Collected data:
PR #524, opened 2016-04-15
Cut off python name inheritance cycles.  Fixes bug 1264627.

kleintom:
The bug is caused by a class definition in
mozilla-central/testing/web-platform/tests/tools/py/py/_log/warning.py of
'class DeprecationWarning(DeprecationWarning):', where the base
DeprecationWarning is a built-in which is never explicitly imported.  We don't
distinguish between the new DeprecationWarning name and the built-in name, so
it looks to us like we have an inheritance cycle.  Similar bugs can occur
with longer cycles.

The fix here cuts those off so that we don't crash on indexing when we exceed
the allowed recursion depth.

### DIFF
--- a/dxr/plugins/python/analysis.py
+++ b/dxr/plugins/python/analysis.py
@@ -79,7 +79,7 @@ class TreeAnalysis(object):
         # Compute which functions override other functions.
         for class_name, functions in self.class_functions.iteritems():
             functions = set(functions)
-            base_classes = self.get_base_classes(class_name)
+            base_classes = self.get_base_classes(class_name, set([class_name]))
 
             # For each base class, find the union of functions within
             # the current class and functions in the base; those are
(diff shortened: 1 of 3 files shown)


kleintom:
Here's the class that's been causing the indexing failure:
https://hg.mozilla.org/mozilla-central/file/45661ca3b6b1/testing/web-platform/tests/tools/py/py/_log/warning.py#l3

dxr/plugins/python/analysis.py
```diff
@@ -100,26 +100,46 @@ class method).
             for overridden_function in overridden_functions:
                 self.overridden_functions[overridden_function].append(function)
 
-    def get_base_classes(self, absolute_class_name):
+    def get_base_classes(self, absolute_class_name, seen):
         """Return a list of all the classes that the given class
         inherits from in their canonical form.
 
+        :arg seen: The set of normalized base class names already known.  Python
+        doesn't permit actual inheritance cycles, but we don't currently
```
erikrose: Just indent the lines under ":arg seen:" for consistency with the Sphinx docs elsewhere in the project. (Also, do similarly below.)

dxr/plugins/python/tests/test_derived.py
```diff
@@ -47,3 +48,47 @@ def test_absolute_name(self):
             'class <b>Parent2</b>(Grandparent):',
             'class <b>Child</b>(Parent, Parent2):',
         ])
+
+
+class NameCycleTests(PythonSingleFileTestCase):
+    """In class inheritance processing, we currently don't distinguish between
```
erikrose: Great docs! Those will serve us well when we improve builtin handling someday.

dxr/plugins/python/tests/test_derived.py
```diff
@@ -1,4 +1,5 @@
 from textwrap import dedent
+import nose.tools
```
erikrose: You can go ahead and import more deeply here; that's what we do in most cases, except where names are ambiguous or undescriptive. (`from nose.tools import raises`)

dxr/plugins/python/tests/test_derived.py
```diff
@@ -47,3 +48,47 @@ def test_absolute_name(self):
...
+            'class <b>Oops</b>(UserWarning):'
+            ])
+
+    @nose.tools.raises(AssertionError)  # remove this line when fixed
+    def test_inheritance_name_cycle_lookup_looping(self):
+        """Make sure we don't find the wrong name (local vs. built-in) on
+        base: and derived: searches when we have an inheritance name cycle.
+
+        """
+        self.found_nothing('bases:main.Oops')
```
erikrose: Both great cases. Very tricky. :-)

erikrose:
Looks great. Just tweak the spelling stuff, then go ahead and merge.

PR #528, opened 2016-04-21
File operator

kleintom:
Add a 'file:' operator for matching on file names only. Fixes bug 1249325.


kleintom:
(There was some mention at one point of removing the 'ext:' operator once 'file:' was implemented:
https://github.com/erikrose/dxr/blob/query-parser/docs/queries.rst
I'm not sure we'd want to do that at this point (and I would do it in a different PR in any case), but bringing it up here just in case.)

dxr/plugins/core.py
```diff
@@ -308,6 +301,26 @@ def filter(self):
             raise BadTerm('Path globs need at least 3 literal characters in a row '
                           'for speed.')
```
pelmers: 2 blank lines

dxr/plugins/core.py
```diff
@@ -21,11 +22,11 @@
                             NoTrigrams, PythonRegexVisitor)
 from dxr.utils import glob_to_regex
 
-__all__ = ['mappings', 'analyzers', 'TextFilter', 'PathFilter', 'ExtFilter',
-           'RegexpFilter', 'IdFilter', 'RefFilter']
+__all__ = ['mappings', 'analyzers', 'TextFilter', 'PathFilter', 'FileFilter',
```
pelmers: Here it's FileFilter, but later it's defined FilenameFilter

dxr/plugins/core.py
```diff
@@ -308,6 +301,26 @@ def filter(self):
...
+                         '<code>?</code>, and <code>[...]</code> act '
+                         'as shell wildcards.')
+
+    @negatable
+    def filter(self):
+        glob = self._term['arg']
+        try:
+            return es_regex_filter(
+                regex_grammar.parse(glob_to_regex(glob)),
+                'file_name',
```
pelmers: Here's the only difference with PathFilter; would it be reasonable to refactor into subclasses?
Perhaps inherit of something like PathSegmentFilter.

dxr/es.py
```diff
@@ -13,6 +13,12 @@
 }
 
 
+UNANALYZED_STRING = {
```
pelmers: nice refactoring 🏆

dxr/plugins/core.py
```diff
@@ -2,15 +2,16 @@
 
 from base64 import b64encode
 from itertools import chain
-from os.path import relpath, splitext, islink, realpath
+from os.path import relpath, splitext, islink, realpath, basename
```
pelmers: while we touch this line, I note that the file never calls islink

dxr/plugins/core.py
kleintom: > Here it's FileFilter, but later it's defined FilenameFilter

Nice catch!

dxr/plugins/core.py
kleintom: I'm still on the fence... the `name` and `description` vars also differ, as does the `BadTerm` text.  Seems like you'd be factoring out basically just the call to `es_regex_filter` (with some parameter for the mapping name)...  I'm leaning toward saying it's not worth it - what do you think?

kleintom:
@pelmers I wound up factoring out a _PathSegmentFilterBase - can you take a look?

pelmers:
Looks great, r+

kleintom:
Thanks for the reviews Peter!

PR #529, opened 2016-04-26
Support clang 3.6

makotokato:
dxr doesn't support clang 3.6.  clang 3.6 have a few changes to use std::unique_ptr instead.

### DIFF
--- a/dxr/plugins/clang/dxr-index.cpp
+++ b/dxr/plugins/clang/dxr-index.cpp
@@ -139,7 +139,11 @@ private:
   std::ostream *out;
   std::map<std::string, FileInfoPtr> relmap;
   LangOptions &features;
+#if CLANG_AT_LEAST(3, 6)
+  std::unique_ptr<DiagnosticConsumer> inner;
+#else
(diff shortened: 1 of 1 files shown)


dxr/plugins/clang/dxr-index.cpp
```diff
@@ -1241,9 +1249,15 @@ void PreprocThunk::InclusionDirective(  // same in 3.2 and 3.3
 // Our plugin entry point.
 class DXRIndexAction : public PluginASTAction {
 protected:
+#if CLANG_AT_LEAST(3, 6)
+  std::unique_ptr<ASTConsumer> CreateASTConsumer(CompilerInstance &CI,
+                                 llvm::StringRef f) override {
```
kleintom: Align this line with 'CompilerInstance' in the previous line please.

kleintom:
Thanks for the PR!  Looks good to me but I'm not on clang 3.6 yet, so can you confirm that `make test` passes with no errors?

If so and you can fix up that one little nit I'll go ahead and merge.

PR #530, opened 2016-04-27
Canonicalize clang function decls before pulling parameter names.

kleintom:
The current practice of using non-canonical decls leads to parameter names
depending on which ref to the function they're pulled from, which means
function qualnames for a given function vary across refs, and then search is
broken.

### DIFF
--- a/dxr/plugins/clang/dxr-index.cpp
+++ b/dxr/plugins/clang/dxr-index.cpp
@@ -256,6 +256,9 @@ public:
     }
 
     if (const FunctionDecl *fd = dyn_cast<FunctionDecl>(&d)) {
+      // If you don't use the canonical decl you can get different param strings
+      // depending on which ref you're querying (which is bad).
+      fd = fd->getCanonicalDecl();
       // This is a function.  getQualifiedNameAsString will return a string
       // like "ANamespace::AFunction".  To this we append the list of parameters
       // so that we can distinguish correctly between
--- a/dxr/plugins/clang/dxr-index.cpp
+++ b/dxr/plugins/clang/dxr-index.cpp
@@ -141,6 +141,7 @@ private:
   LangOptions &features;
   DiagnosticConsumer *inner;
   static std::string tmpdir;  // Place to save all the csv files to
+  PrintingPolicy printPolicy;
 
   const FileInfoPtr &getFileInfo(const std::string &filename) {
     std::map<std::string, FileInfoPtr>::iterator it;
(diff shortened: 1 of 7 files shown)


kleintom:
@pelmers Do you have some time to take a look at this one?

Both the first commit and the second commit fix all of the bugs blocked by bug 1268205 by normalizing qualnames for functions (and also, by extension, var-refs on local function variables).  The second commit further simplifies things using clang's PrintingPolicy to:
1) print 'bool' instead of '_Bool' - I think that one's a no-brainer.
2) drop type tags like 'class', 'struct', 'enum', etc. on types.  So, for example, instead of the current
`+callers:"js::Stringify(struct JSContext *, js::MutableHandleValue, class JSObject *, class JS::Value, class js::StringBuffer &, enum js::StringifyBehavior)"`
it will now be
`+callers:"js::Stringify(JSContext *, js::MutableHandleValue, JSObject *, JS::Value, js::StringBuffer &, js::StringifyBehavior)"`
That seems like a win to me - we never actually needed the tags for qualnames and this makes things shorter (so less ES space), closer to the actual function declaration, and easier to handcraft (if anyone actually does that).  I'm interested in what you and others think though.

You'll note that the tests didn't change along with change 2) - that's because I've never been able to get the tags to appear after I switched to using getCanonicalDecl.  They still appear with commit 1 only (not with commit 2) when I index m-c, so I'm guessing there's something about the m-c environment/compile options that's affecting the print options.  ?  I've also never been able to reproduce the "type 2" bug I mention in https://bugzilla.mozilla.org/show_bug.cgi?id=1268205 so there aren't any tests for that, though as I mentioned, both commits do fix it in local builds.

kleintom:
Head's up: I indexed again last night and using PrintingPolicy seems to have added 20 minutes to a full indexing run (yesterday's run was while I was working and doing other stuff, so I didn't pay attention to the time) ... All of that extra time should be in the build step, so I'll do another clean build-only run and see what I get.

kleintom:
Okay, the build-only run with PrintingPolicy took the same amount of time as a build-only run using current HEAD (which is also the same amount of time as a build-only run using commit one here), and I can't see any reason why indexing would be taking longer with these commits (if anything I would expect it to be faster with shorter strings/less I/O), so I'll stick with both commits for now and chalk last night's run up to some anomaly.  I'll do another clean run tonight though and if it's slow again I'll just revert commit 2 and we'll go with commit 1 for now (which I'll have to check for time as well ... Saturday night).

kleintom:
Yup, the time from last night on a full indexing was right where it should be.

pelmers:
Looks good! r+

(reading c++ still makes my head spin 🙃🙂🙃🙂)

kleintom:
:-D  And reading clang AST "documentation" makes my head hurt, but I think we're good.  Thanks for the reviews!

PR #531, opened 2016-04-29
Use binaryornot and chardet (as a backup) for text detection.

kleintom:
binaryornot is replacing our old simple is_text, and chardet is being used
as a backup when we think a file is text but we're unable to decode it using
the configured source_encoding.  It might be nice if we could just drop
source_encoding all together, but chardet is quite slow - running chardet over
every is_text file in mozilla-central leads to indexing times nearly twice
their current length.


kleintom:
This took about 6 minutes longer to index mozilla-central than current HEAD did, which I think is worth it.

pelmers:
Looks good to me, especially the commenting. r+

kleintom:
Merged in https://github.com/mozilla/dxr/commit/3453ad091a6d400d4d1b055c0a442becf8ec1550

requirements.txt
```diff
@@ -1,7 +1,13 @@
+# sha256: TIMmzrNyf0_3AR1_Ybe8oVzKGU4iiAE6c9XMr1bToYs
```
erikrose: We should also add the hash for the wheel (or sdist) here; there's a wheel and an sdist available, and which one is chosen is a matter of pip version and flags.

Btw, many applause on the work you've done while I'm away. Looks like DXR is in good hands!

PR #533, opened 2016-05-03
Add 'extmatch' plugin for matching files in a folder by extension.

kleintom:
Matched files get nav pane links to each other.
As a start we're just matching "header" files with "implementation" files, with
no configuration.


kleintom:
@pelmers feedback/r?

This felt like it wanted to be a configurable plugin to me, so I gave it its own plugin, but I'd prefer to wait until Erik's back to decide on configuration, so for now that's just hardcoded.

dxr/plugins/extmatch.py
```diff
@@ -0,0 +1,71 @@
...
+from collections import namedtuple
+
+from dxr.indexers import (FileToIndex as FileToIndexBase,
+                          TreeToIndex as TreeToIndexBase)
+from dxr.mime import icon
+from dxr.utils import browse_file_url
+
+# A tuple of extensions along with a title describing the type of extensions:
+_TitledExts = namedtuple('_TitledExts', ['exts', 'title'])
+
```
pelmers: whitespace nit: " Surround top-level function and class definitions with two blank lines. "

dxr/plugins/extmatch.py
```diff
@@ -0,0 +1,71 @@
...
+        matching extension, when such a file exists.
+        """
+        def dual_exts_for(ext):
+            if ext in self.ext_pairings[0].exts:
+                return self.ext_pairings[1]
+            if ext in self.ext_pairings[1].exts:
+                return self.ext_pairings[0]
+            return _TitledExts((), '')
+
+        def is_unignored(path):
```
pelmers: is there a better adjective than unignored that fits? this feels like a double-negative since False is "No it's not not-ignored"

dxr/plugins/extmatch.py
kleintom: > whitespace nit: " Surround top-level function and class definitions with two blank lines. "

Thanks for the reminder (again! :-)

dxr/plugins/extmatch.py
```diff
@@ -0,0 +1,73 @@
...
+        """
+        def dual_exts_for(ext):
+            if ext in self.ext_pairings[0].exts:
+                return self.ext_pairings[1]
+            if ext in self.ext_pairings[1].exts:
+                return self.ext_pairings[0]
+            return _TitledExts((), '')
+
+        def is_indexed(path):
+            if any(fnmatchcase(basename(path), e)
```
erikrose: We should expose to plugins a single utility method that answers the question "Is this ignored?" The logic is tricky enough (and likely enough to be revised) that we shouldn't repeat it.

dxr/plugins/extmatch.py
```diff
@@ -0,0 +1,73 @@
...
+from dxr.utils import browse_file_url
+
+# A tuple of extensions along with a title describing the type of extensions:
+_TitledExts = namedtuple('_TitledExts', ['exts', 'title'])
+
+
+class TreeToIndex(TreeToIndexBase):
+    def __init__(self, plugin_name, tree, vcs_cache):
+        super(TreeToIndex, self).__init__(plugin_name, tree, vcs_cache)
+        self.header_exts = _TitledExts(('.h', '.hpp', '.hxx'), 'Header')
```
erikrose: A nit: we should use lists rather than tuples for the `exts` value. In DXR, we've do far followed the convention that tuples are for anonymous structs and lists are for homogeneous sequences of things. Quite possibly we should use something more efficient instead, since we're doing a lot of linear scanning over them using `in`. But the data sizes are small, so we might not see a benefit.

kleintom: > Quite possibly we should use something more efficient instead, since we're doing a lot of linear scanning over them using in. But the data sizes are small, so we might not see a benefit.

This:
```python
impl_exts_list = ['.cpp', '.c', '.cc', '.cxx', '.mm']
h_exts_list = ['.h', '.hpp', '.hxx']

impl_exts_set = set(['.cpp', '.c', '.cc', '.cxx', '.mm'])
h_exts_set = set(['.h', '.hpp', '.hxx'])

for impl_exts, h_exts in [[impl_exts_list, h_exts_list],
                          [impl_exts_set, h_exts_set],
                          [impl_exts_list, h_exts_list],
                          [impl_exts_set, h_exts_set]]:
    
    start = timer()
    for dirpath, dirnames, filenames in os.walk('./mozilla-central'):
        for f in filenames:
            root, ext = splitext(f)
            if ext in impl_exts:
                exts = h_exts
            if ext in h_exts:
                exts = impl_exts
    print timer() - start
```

__TASK PROMPT__: Reply with the number of lines in the entries that hold the word "tricky", and add no other words.

__SOLUTION TO THIS EXERCISE__: 2